[Excerpts from a dataset]
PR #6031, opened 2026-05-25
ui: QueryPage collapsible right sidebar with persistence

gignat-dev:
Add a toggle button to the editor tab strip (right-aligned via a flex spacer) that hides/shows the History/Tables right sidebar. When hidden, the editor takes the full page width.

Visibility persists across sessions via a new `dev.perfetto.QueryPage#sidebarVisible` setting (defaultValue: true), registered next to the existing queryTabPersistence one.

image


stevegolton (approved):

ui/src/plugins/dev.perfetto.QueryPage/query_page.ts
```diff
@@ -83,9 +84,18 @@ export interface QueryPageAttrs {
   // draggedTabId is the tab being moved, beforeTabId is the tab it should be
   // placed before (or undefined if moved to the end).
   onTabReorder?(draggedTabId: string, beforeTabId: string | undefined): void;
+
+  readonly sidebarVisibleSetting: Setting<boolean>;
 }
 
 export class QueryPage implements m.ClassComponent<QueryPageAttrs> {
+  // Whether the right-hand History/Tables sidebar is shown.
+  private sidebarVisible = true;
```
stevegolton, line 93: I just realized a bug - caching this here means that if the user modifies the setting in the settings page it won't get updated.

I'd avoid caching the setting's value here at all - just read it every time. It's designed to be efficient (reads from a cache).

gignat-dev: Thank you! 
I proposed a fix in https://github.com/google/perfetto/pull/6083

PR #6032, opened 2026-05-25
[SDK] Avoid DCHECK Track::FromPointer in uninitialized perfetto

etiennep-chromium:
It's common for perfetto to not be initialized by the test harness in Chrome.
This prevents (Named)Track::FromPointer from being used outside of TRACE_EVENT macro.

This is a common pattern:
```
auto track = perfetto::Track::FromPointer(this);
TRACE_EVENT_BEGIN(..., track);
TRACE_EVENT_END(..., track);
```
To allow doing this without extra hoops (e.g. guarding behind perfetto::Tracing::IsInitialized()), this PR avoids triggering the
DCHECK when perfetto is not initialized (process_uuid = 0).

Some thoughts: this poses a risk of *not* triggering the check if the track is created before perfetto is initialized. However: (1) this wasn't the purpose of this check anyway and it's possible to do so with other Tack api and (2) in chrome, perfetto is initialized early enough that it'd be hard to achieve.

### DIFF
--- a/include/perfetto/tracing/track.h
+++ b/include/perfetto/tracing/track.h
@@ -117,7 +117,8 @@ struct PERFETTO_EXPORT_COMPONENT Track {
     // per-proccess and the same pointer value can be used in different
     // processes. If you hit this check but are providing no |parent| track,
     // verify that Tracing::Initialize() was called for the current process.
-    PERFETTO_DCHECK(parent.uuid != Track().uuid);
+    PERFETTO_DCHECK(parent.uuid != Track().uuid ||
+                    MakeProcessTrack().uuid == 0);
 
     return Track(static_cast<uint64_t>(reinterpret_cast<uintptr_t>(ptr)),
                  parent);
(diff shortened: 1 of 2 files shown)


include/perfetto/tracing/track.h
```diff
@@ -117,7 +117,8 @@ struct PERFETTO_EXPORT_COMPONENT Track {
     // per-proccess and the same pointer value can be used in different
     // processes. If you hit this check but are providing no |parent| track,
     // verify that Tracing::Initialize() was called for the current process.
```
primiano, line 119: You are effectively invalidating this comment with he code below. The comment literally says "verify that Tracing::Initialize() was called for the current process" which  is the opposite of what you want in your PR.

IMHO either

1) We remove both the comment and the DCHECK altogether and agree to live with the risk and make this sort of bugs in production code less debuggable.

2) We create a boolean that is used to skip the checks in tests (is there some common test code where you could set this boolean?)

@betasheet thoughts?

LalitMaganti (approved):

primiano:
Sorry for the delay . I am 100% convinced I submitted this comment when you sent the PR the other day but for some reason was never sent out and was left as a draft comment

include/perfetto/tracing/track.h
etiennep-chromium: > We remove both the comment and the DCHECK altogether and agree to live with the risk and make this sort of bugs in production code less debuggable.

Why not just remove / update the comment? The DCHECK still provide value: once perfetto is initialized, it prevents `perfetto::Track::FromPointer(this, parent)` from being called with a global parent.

# [PROBLEM]
Check each line of the data for "true". Copy the lines where it turns up.

# [ANSWER TO THE PROBLEM]
Visibility persists across sessions via a new `dev.perfetto.QueryPage#sidebarVisible` setting (defaultValue: true), registered next to the existing queryTabPersistence one.
+  private sidebarVisible = true;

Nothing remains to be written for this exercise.